Ainsi, le fait que plusieurs voisins de M. [K] aient quant à eux obtenu le transfert du contrat de bail sans difficulté au décès de leur parent ne démontre pas en quoi la SA [Localité 5] & Cités aurait contrevenu au principe d'égalité devant la loi, dès lors que comme elle l'indique, le processus d'attribution d'un logement d'habitation à loyer modéré relève d'une instance souveraine distincte (la commission d'attribution des logements et d'examen de l'occupation des logements, la CALEOL), cette procédure contribuant à mettre en 'uvre l'objectif de valeur constitutionnelle qu'a la possibilité pour toute personne dispose d'un logement décent article L. 441 du code de la construction de l'habitation disposent que « l'attribution des logements locatifs sociaux participe à la mise en 'uvre du droit au logement, afin de satisfaire les besoins des personnes ressources modestes et des personnes défavorisées » ; ces logements sont attribués suivant une procédure et dans des conditions réglementées qui peuvent justifier que les logements ont été attribués aux voisins de M. [K] et pas à lui.
M. [K] soutient que cette différence de traitement s'expliquerait uniquement par les tensions apparues à la fin de l'année 2002 entre lui-même et Mme [G] (responsable d'antenne de proximité), ce qui est contredit par la proposition d'achat de ce même logement envoyée par la SA [Localité 5] & Cités le 29 juin 2023. Il ne justifie donc pas de ce moyen qui est inopérant.

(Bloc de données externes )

PR #813, opened 2019-09-13
Issue 812 GUI fails to load after CLI used 

### LINKED ISSUE #812: GUI fails to load after CLI used
### Software versions 
At least since Briefcase v1.16 
java version "10.0.1" 2018-04-17
Java(TM) SE Runtime Environment 18.3 (build 10.0.1+10)
Java HotSpot(TM) 64-Bit Server VM 18.3 (build 10.0.1+10, mixed mode)
OS X 10.14.6

#### Problem description

Since at least 1.16, briefcase GUI fails to run if the CLI has previously been used. 

Error message

>The Java JAR file "ODK-Briefcase-v1.17.0-beta.0.jar" could not be launched" Check the Console for possible error messages.

Console output with keyword ```java``` reads as follows
 
```
default	14:56:54.887449 +0100	com.apple.WebKit.WebContent	Current memory footprint: 188 MB
default	14:56:55.844284 +0100	kernel	AGC:: [java pid 27676 mux-aware] exiting, non-mux-aware app count 4, runtime: 0:00:02.301
default	14:56:55.844439 +0100	kernel	AGC:: [java pid 27676 non-mux-aware] exiting, non-mux-aware app count 3, runtime: 0:00:02.302
default	14:56:55.844277 +0100	hidd	Connection removed: IOHIDEventSystemConnection uuid:80B90C1A-F4BC-4411-A909-B6196179FFE4 pid:27676 process:java type:Passive entitlements:0x0 caller:HIToolbox: ___GetIOHIDEventSystemClient_block_invoke + 26 attributes:(null) inactive:0
default	14:56:58.564398 +0100	com.apple.WebKit.WebContent	Current memory footprint: 281 MB
```

Pull and export with CLI and then try to start GUI. 

#### Other information 

Performing this command on CLI fixes the problem

```
java -jar ODK-Briefcase-v1.17.0-beta.0.jar -c
```

ggalmazor:
Closes #812

In this PR
- [ ] Pending to reproduce and fix the original issue reported in #812
- [x] Avoid losing prefs by runnnig a CLI op

Testing of this PR involves this steps:
- Run the `-c` CLI op to clear all preferences
- Ensure the GUI environment is set and configured by running the GUI once and setting an sd
- Run a pull from Central CLI op
- Run the GUI again

In master, you are asked to set an sd for a second time, which shouldn't happen.

This is a super narrow fix. No other approaches were considered.

Somehow, setting the sd in the pull CLI ops was losing prefs for the GUI, and users were asked to set it again in the next GUI launch.

Also, setting the sd in CLI ops is not required (downstream code gets the briefcaseDir directly), so it's a safe change to do.

I tried to track uses of `BriefcasePreferences.getStorageDir()` in downstream code that would require the call to `BriefcasePreferences.setStorageDir()` I've removed and I found none. I could have missed something, though.

No.

### DIFF
--- a/src/org/opendatakit/briefcase/operations/PullFormFromAggregate.java
+++ b/src/org/opendatakit/briefcase/operations/PullFormFromAggregate.java
@@ -87,7 +87,6 @@ public class PullFormFromAggregate {
     FormCache formCache = FormCache.from(briefcaseDir);
     formCache.update();
     BriefcasePreferences appPreferences = BriefcasePreferences.appScoped();
-    appPreferences.setStorageDir(briefcaseDir);
     FormMetadataPort formMetadataPort = FileSystemFormMetadataAdapter.at(briefcaseDir);
 
     int maxHttpConnections = Optionals.race(
--- a/src/org/opendatakit/briefcase/operations/PullFormFromCentral.java
+++ b/src/org/opendatakit/briefcase/operations/PullFormFromCentral.java
@@ -70,7 +70,6 @@ public class PullFormFromCentral {
     FormCache formCache = FormCache.from(briefcaseDir);
     formCache.update();
     BriefcasePreferences appPreferences = BriefcasePreferences.appScoped();
-    appPreferences.setStorageDir(briefcaseDir);
     FormMetadataPort formMetadataPort = FileSystemFormMetadataAdapter.at(briefcaseDir);
 
     int maxHttpConnections = Optionals.race(


ggalmazor:
I think it doesn't make sense to block the release for more time. If the feedback comes and we can repro the original issue, we will release v1.17.1 with the fix.

chrissyhroberts:
Hi @ggalmazor 
Sorry have been super busy and not managed to keep up with you on this. 
I guess as this flagged up an issue with preferences, it is possible that the fix you've made will change the behaviour I was seeing, so suggest we wait until next release and check to see if this fixes it. Thanks so much.

ggalmazor:
No problem @chrissyhroberts! Thank you for understanding :)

Il ne bénéficie en outre d'aucun droit acquis à se maintenir dans les lieux, l'art 8 du règlement d'occupation mis en avant ne prévalant pas, eu égard à la hiérarchie des normes, sur les dispositions de l'article 23 du décret n°46-1433 du 14 juin 1946 susvisé. Il ne peut davantage revendiquer l'existence d'un bail à son bénéfice pour avoir réglé quelques mois d'indemnité d'occupation, alors même que, à peine deux mois après le décès de Mme [Z] [K], la SA [Localité 5] & Cités lui a signifié son intention de reprendre le logement, ce qui démontre l'absence de bail les liant.
La SA [Localité 5] et Cités était donc bien fondée à voir reconnaître l'absence de titre de M. [K] sur le logement, à obtenir son expulsion, et à le voir condamner au paiement d'une indemnité d'occupation égale au montant du loyer jusqu'à la libération effective du logement, dont les modalités ne sont par ailleurs pas contestées.
Ainsi, il y a lieu de confirmer le jugement en toutes ses dispositions et en ce qu'il a fait droit aux demandes de la SA [Localité 5] et Cités, étant observé que M. [K] ne soutient plus sa demande au titre des délais pour quitter le logement en cause d'appel.
Sur les frais du procès
Le jugement entrepris sera confirmé en ses dispositions relatives aux dépens et au titre des dispositions de l'article 700 du code de procédure civile.
Le sens du présent arrêt conduit à condamner M. [K] aux dépens et à le condamner à payer à la SA [Localité 5] & Cités la somme de 500 euros au titre de l'article 700 du code de procédure civile.
M. [K] sera débouté de sa demande à ce titre.
PAR CES MOTIFS
,
La cour,
Confirme le jugement entrepris en toutes ses dispositions critiquées,
Y ajoutant,
Condamne M. [I] [K] aux dépens d'appel,
Condamne M. [I] [K] à payer à la SA [Localité 5] & Cités la somme de 500 euros au titre de l'article 700 du code de procédure civile,
Déboute M. [K] de sa demande formée au titre de l'article 700 du code de procédure civile.